But despite these elaborate security measures, it seems one group has been crossing the security fence daily and with impunity.


Lebanese shepherds report Israeli cows are being driven into Lebanese territory to drink from the Baathail Lake, which they claim lies entirely within Lebanon.

‘Each Israeli cow drinks more than 40 of our goats put together,’ shepherd Ismail Nasser, from the border village Kfar Shuba, told the Daily Star’s Mohammed Zaatari. ‘Why doesn’t UNIFIL consider this as a violation of the Blue Line?’

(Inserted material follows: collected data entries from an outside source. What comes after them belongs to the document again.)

PR #50, opened 2022-12-14
fix possible UB

strasdat:


ethanrublee (changes requested):

cpp/farm_ng/core/logging/format.cpp
```diff
@@ -16,19 +16,14 @@
 
 namespace farm_ng {
 
-std::function<void(std::string const &)> &getLogLineFunction() {
```
ethanrublee, line 19: This is in the CPp file so that it's only defined once in the shared library

ethanrublee (commented):
Did you encounter undefined behavior?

The Blue Line was drawn in 2000 by the U.N. as a withdrawal marker for the Israeli army, but it has since been treated as a de facto border in the absence of a formal demarcation between the two warring countries. To complicate matters further, the Israeli security fence does not follow the Blue Line exactly, veering south in several contested areas.

Although Lebanese shepherds complain that the cows have been crossing through holes in the security fence, former senior U.N. advisor Timur Goksel told Babylon & Beyond that the Blue Line actually runs across the lake, which, he added, is really more like a pond.

‘There is no dispute according the U.N. line; this is an Israeli area,’ Goksel said. ‘The U.N. doesn’t take on the problem because, as far as they are concerned, [the cows are] in Israel.’

But residents of Lebanese border towns are unlikely to let the issue rest, especially after a Lebanese teenager was shot and killed within Lebanese territory by Israeli soldiers just three years ago for allegedly approaching the border.

According to the Daily Star article, the mayor of Kfar Shuba has been charged with submitting a formal complaint to U.N. forces regarding the cow incursion.